## AVAILABLE RECORDS
* * * * * * *

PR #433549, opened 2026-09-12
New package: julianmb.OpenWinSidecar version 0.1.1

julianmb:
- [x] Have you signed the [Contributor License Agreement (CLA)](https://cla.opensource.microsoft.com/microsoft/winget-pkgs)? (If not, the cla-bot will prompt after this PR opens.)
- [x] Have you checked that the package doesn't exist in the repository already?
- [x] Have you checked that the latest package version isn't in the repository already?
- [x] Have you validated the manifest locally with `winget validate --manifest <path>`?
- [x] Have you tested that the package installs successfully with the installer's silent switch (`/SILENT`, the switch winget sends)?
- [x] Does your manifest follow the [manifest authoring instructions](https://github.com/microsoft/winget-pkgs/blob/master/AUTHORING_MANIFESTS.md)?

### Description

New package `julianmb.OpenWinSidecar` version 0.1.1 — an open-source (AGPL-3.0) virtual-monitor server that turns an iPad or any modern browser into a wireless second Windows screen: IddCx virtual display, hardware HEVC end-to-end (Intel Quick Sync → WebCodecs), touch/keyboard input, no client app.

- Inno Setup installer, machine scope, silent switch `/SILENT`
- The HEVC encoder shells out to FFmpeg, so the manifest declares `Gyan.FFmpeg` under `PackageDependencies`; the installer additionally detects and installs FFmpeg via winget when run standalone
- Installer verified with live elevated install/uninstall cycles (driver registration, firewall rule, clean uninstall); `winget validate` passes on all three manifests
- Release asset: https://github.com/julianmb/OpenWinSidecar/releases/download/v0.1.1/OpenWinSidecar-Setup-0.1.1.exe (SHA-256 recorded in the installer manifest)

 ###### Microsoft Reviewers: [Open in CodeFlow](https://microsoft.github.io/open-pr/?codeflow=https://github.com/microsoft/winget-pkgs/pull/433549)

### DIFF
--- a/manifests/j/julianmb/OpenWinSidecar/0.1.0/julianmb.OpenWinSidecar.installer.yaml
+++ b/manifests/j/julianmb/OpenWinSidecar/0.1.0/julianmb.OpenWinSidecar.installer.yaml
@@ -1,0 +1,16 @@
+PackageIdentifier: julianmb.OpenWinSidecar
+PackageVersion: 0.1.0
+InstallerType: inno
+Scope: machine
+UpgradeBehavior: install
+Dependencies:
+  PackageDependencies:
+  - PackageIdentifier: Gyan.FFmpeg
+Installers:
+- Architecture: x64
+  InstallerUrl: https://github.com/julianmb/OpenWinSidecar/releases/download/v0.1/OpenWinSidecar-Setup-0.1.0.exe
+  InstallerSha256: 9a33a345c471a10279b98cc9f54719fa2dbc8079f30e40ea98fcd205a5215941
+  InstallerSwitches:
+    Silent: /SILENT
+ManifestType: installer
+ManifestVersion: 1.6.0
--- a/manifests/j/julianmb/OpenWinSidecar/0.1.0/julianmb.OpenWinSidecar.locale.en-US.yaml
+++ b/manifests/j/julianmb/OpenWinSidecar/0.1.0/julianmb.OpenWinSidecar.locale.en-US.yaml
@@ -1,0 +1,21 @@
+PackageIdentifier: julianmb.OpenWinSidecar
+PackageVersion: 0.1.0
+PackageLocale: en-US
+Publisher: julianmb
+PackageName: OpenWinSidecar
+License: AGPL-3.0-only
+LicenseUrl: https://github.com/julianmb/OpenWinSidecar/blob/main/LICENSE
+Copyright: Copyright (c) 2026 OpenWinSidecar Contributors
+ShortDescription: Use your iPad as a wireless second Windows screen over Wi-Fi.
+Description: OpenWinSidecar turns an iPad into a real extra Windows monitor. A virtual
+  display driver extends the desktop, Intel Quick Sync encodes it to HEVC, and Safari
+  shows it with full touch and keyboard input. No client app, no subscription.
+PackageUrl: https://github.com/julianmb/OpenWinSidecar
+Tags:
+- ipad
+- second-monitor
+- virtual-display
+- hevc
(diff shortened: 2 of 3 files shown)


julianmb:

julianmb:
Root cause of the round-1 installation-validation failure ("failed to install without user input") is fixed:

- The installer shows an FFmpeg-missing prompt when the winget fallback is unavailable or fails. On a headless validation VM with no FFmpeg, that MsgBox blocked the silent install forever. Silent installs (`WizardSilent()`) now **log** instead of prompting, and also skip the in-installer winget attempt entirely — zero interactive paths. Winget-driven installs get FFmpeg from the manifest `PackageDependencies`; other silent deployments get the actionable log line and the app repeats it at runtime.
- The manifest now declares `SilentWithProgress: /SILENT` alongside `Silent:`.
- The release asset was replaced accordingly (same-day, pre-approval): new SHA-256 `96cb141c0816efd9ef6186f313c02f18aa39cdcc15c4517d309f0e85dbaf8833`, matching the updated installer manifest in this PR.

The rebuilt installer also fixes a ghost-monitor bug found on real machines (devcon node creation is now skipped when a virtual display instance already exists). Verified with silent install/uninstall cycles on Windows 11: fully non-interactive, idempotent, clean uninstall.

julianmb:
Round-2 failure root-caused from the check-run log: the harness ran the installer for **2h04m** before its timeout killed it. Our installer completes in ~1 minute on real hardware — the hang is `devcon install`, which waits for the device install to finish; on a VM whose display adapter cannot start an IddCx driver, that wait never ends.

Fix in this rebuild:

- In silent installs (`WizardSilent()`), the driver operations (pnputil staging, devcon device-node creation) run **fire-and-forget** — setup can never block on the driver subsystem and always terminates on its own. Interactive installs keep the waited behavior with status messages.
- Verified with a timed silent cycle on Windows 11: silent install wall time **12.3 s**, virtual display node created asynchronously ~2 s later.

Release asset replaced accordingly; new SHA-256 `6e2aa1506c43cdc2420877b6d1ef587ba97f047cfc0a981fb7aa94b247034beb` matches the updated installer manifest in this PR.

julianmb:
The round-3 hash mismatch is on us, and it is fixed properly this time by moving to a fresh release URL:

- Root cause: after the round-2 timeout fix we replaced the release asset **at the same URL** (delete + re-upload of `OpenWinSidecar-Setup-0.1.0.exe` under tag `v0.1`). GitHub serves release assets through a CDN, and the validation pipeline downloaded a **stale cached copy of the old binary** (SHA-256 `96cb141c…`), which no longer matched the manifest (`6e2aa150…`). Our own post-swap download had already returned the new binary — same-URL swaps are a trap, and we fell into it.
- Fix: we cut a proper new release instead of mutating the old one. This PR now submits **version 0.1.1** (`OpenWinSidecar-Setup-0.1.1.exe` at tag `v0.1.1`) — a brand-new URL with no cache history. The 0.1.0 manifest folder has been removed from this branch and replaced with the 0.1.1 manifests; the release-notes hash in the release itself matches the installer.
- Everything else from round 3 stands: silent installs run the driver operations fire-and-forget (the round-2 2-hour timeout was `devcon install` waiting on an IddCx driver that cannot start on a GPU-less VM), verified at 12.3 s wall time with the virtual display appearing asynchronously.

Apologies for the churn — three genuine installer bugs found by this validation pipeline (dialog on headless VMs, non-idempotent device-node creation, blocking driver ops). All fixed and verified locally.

* * * * * * *

## YOUR INSTRUCTIONS
Only the lines containing "pkgs" are needed; copy each of them from the data.

## OUTPUT OF THE TASK
- [x] Have you signed the [Contributor License Agreement (CLA)](https://cla.opensource.microsoft.com/microsoft/winget-pkgs)? (If not, the cla-bot will prompt after this PR opens.)
- [x] Does your manifest follow the [manifest authoring instructions](https://github.com/microsoft/winget-pkgs/blob/master/AUTHORING_MANIFESTS.md)?
 ###### Microsoft Reviewers: [Open in CodeFlow](https://microsoft.github.io/open-pr/?codeflow=https://github.com/microsoft/winget-pkgs/pull/433549)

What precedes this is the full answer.